Great Picture and Congratulations ! Looks like he's got the smarts real good.


----------



## basshound72 (Jul 20, 2018)

That's awesome DF, congrats to him


----------



## dixiecutter (Jul 20, 2018)

Plus, there aint nothing wrong with his eyes. Congratulations DF


----------



## wvdawg (Jul 22, 2018)

Fantastic!  With a PhD he will be well set for life!


----------



## pikehunter (Jul 27, 2018)

Awesome!


----------



## Dirtroad Johnson (Jul 27, 2018)

Congratulations & a sho nuff nice looking couple.


----------



## rospaw (Jul 27, 2018)

Nice to hear DF!  If i was in your shoes i would be saying "He is so lucky to have her!" 
I hope my daughter can pick a good one. Man, i hope so

edit: How talls that fellow..... His arms look 4' long!


----------



## Deer Fanatic (Jul 28, 2018)

rospaw said:


> Nice to hear DF!  If i was in your shoes i would be saying "He is so lucky to have her!"
> I hope my daughter can pick a good one. Man, i hope so
> 
> edit: How talls that fellow..... His arms look 4' long!

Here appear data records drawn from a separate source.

PR #136, opened 2022-10-10
Re-add evaluation of trained model + small fixes for metric tracking

rmitsch:
## Description

- During previous refactoring the evaluation of the trained model, the evaluation of the trained model was erroneously dropped. This is fixed here.
- Small improvements for metric tracking (number of candidates is considered in calculating false positives for candidate generation) and evaluation table formatting.
- Use `EntityLinker` v2 instead of v1.
- Reverts leftover testing code in `scripts.evaluate`.

### Types of change

Enhancement, fix.

## Checklist

### DIFF
--- a/benchmarks/nel/configs/nel.cfg
+++ b/benchmarks/nel/configs/nel.cfg
@@ -47,7 +47,7 @@ max_n_candidates = 50
 similarity_cutoff = 0.5
 
 [components.entity_linker.model]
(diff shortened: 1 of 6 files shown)


polm (approved):
Sorry this took me a while, I was thrown off a bit by upstream changes to mewsli. 

I spotted one minor thing that might be improved, but it's also fine to leave as-is. I was able to run the code without issue (after figuring out the weirdness from upstream changes).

You don't want to get me started on her!! She got her 4yr degree(graduated with honors) after starting college as a senior in high school. she worked as an office manager while they were in Athens, then took a job as an au Pair while in Italy teaching 2 young boys to read and write english. Already has a job waiting on her when they get back to Athens. I'd say he did OK as well.  Oh.. he is pretty tall btw.


----------



## 1eyefishing (Jul 28, 2018)

NCHillbilly said:


> Congrats! Seems like a fine young man. You have a beautiful daughter, too, btw.


With good taste, also!
Congrats...


----------



## stonecreek (Jul 31, 2018)

Congrats to your family. Life is easier when the kids pick good mates!! Richard


----------



## Matthew6 (Aug 31, 2018)

the boy is impressive. he is extremely lucky. congrats to theboy for choosing well.


----------